Martin Nodell created that original character, with Bill Finger scripting his adventures. Nodell and Paul Reinman’s art is basic by today’s standards, but there’s some wit about an Alfred Bester script in which the author intervenes in his characters’ lives. A 1940s Alex Toth strip isn’t what he’d become, but displays him as several notches above his predecessors on the talent scale.
Jordan first appeared in 1959, willingly accepting his role as a galactic cop, the structure of the strip reinforcing the wholesome faith in authority DC pedlled at the time. The 1960s material was ever better drawn by Gil Kane (sample art), and written by John Broome whose plots posed puzzles and solved them imaginatively. Their final story introduces Guy Gardner as Green Lantern, and O’Neil and Adams present the first appearance of John Stewart, the African-American Green Lantern. It’s hardly subtle, but the importance of this major breakthrough in social awareness from 1972 can’t be overstated and the graphic realism of Adams still impresses.
Overall there’s very little poor art. Mike Grell obviously enjoyed drawing the feature, and Joe Staton could now be seen as years ahead of his time, but had the misfortune to be a cartoonist when ‘realism’ was the prevailing aim. His storytelling’s first rate, as is that of then newcomer Kevin Maguire on a Justice League story strongly featuring the uncouth Gardner as Green Lantern. Later in the book Randy Green, Ethan Van Sciver and Doug Mahnke have different styles, but all work.

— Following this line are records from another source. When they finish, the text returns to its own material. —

PR #3061, opened 2022-12-07
IA-3888 Optimize listRuntimeV2 performance

Qi77Qi:
https://broadworkbench.atlassian.net/browse/IA-3888

* Support `creator=role` query string for listRuntimeV2 api
* Update DB query to filter based on an optional `creatorOnly` field for better DB query performance
* Update underlying query to [plain SQL](https://scala-slick.org/doc/3.0.0/sql.html#splicing-literal-values) for better performance (more than 1 min to a few seconds).
* Removed workspace permission check fallback. After talking to @rtitle , it turns out Sam model created by WSM is hierarchical, so by asking sam if a user can read a runtime is sufficient (Sam will take care of checking if the caller has permission at workspace level as well)

Test
1. Run Leo locally against dev DB
2. Run the following cmd as `hermione`
```
curl 'https://local.dsde-dev.broadinstitute.org:30443/api/v2/runtimes?saturnAutoCreated=true&includeLabels=saturnWorkspaceNamespace%2CsaturnWorkspaceName' \
  -H 'Accept: */*' \
  -H 'Accept-Language: en-US,en;q=0.9' \
  -H "Authorization: Bearer `gcloud auth print-access-token`" \
  -H 'Cache-Control: no-cache' \
  -H 'Connection: keep-alive' \
  -H 'Origin: http://localhost:3000' \
  -H 'Pragma: no-cache' \
  -H 'Referer: http://localhost:3000/' \
  -H 'Sec-Fetch-Dest: empty' \
  -H 'Sec-Fetch-Mode: cors' \
  -H 'Sec-Fetch-Site: cross-site' \
  -H 'User-Agent: Mozilla/5.0 (Macintosh; Intel Mac OS X 10_15_7) AppleWebKit/537.36 (KHTML, like Gecko) Chrome/108.0.0.0 Safari/537.36' \
  -H 'X-App-ID: Saturn' \
  -H 'sec-ch-ua: "Not?A_Brand";v="8", "Chromium";v="108", "Google Chrome";v="108"' \
  -H 'sec-ch-ua-mobile: ?0' \
  -H 'sec-ch-ua-platform: "macOS"' \
  --compressed
```
3. Before the optimization, the DB query will take more than 1 min to finish, and it'll cause curl to timeout. After the optimization, the DB query only takes about 2 seconds to finish. (I put log message before and after the DB query for debugging)

---
[...]

PR #3074, opened 2022-12-16
IA-3903 PROD-761 A few bug fixes and remove duplicate Sam ID for Azure runtime

Qi77Qi:
1. No longer save Azure Runtime's WSM resourceId in `RUNTIME_CONTROLLED_RESOURCE` because this resourceId is the same as runtime's Sam resource id, which already exists in `CLUSTER` table as`internalId`. This also simplifies things a bit in a few places where we can just use `internalId` as the runtime's Sam ID for checking permissions instead of having to read the value from DB separately.
2. Fix a bug where we're joining CLUSTER and RUNTIME_CONFIG table on the wrong key..Introduced in [this PR](https://github.com/DataBiosphere/leonardo/pull/3061)...It should've been caught by at least one unit test, but for some reason that test didn't fail in CI...I'll spend a bit more time looking into how to run `RuntimeServiceDbQueriesSpec` more reliably in CI
3. Fix a bug where we're checking `creator` role for Azure runtime when calling Sam API. But it should be `writer`.
4. Fix a bug where workspace owner can't see runtimes created other users in the worksapce

---

In all cases:

### DIFF
--- a/http/src/main/scala/org/broadinstitute/dsde/workbench/leonardo/db/RuntimeServiceDbQueries.scala
+++ b/http/src/main/scala/org/broadinstitute/dsde/workbench/leonardo/db/RuntimeServiceDbQueries.scala
@@ -262,11 +262,11 @@ object RuntimeServiceDbQueries {
     listRuntimesHelper(labelMap, includeDeleted, creatorOnly, workspaceId, cp)
   }
 
-  def listRuntimesHelper(labelMap: LabelMap,
-                         includeDeleted: Boolean,
-                         creatorOnly: Option[WorkbenchEmail],
-                         workspaceId: Option[WorkspaceId],
-                         cloudContextOrCloudProvider: Option[Either[CloudContext, CloudProvider]]
+  private def listRuntimesHelper(labelMap: LabelMap,
+                                 includeDeleted: Boolean,
+                                 creatorOnly: Option[WorkbenchEmail],
+                                 workspaceId: Option[WorkspaceId],
+                                 cloudContextOrCloudProvider: Option[Either[CloudContext, CloudProvider]]
   ): DBIO[Vector[ListRuntimeResponse2]] = {
     val runtimeQueryFilteredByCreator = creatorOnly match {
       case Some(creator) => List(s"C.`creator` = '${creator.value}'")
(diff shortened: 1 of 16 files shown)


http/src/main/scala/org/broadinstitute/dsde/workbench/leonardo/db/RuntimeServiceDbQueries.scala
```diff
@@ -403,7 +403,7 @@ object RuntimeServiceDbQueries {
               left join `LABEL` L on (L.`resourceId` = FILTERED_CLUSTER.id) and (L.`resourceType` = 'runtime') 
               #${labelMapFilters}
           ) AS LABEL_FILTERED 
-          inner join `RUNTIME_CONFIG` RG on LABEL_FILTERED.id = RG.`id` 
+          inner join `RUNTIME_CONFIG` RG on LABEL_FILTERED.runtimeConfigId = RG.`id`
```
Qi77Qi, line 406: this is the most important bug fix for this PR

http/src/main/scala/org/broadinstitute/dsde/workbench/leonardo/http/service/RuntimeV2ServiceInterp.scala
```diff
@@ -141,7 +139,7 @@ class RuntimeV2ServiceInterp[F[_]: Parallel](config: RuntimeServiceConfig,
               cloudContext,
               userInfo,
               req,
-              RuntimeSamResourceId(samResource.resourceId),
+              RuntimeSamResourceId(vmSamResourceId.toString),
```
Qi77Qi, line 142: we were previously saving the workspaceId as the runtime's sam id, which was not correct

jdcanas (approved):

Qi77Qi:
```
[info] org.broadinstitute.dsde.workbench.leonardo.notebooks.NotebookGCEDataSyncingSpec *** ABORTED *** (11 minutes, 30 seconds)
[info]   java.lang.RuntimeException: terra-quality-6fb9bcfa/automation-test-a3utqmv6z errored due to List(RuntimeError(Jupyter, Welder failed to start after 10 minutes.,None,2022-12-19T19:45:10Z,Some(TraceId(90507a1f466b4c7299cf79c9e187c8b9/3939911508519804487))))
```

jenkins retest

PR #3841, opened 2023-10-16
[IA-4636] add some config to perhaps fix socket timeout

jdcanas:
I think its the leonardo java client timing out on polling operations. The java client should not be timing out, we have other timeouts in place. 

```
[info]   org.broadinstitute.dsde.workbench.client.leonardo.ApiException: Message: java.net.SocketTimeoutException: timeout
[info] HTTP response code: 0
[info] HTTP response body: null
[info] HTTP response headers: null
[info]   at org.broadinstitute.dsde.workbench.client.leonardo.ApiClient.execute(ApiClient.java:1124)
...
```

Full example run here: https://github.com/broadinstitute/terra-github-workflows/actions/runs/6511714509/job/17687928862#step:7:3924

### DIFF
--- a/automation/src/test/resources/reference.conf
+++ b/automation/src/test/resources/reference.conf
@@ -17,7 +17,7 @@ azure {
     workspaceId="e1aaf25b-b298-46eb-891b-e4c326f29b0c"
 }
 leonardoClient {
-    writeTimeout = 300000 //in ms, 5 minutes * 60 sec/min * 1000 ms/sec
-    readTimeout = 300000 //in ms, 5 minutes * 60 sec/min * 1000 ms/sec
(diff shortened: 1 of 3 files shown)


LizBaldo (approved):
Good to try, but is this something that we would eventually need to do in the http project as well?

jdcanas:
> Good to try, but is this something that we would eventually need to do in the http project as well?

I believe the client here is the `ApiClient` object which is a class generated and packaged with the leonardo client as part of the java lib we are using for code gen. It is not the same client we use for in-app API calls. See the stacktrace (which was in ticket and now is in PR description @LizBaldo ). We should let the consumer of this client decide how they want to configure their timeouts as I see it.

PR #3844, opened 2023-10-17
adding stop/start runtime test to azure swat tests

cindy-broadinstitute:
__Jira ticket__: https://broadworkbench.atlassian.net/browse/4471

### What

- Add a Start Runtime and Stop Runtime test to the automation tests

### Why

- eliminate the need to do manual testing

### What to test

- 
- 
Run the AzureRuntimeSpec

### Who tested and where

- [ ] I validated this change 


automation/src/test/scala/org/broadinstitute/dsde/workbench/leonardo/azure/AzureRuntimeSpec.scala
```diff
@@ -95,6 +95,55 @@ class AzureRuntimeSpec
         )
         _ = monitorCreateResult.getStatus() shouldBe ClusterStatus.RUNNING
 
+        // Now stop the runtime
```
jdcanas, line 97: I think we should do the stop/start in a separate test where we don't delete the runtime to shorten the length a bit, since we can run this in parallel. Ideally we would be able to cut creation out of this time and have pre-created runtime since creation is tested elsewhere, but I think what I'm proposing is a good compromise. Thoughts?

cindy-broadinstitute: One test creates and deletes a runtime, and this test creates, stops, starts, and deletes the runtime. I would prefer that we eliminate the first test and have this more complete runtime test instead. And, in the Azure Test readiness meeting this morning, they mentioned that we should be cleaning up resources (deleting the runtime). But that might have been talking about the E2E tests. 
So, I don't see the advantage of having two tests, where the second one is a complete duplicate of the first with a couple added steps.
This second test takes only a few minutes longer than the original one.

automation/src/test/scala/org/broadinstitute/dsde/workbench/leonardo/LeonardoSuite.scala
```diff
@@ -10,7 +10,8 @@ import org.broadinstitute.dsde.workbench.auth.AuthTokenScopes.billingScopes
 import org.broadinstitute.dsde.workbench.config.ServiceTestConfig
 import org.broadinstitute.dsde.workbench.leonardo.BillingProjectFixtureSpec._
 import org.broadinstitute.dsde.workbench.leonardo.TestUser.{Hermione, Ron}
-import org.broadinstitute.dsde.workbench.leonardo.azure.{AzureAutopauseSpec, AzureDiskSpec, AzureRuntimeSpec}
```
lucymcnatt, line 14: nit: this import should go in the list above

automation/src/test/scala/org/broadinstitute/dsde/workbench/leonardo/azure/AzureRuntimeSpec.scala
```diff
@@ -95,6 +95,55 @@ class AzureRuntimeSpec
...
+        _ <- loggerIO.info(
+          s"AzureRuntimeSpec: runtime ${workspaceId}/${runtimeName.asString} in stopping status detected"
+        )
+
+        // Verify the runtime eventually becomes Stopped
+        monitorStopResult <- streamUntilDoneOrTimeout(
+          callGetRuntime,
+          120,
+          10 seconds,
+          s"AzureRuntimeSpec: runtime ${workspaceId}/${runtimeName.asString} did not stop after 20 minutes"
```
lucymcnatt: this can probably be a lower number, I think it usually takes <5 to stop, so I'd maybe cap it at 10

automation/src/test/scala/org/broadinstitute/dsde/workbench/leonardo/azure/AzureRuntimeSpec.scala
```diff
@@ -95,6 +95,55 @@ class AzureRuntimeSpec
...
+        _ <- loggerIO.info(
+          s"AzureRuntimeSpec: runtime ${workspaceId}/${runtimeName.asString} in starting status detected"
+        )
+
+        // Verify the runtime eventually becomes Started
+        monitorStartResult <- streamUntilDoneOrTimeout(
+          callGetRuntime,
+          120,
+          10 seconds,
+          s"AzureRuntimeSpec: runtime ${workspaceId}/${runtimeName.asString} did not start after 20 minutes"
```
lucymcnatt: similar note here, 20 minutes I think is too generous

automation/src/test/scala/org/broadinstitute/dsde/workbench/leonardo/azure/AzureRuntimeSpec.scala
jdcanas: If its not adding a significant amount of time, I'm fine with including it. As long as we make sure we don't approach the max of 1 hour, when the token for the tests will expire

jdcanas (approved):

Given the controversy and what’s reprinted here, the 1990s wasn’t a golden era for Green Lantern, but the best content is the most recent, and that’s always a good sign for a character’s health. All three of the final stories are written by Geoff Johns, beginning with ‘Rebirth’, which as a series not only relaunched Hal Jordan as Green Lantern, but rectified in logical fashion the plotting mistakes of the recent past. The single standout, however, is Johns collaborating with Darwyn Cooke on ‘Flight’; a sentimental explanation of Hal Jordan’s desire to fly, beautifully observed and drawn. A final story again selecting a new human owner for a Green Lantern ring displays how far the feature has come since Hal Jordan called his Inuit assistant Pieface.
One can quibble about the stories selected – no Dave Gibbons? No Ivan Reis? – but it accurately and fittingly represents Green Lantern’s assorted incarnations over the decades.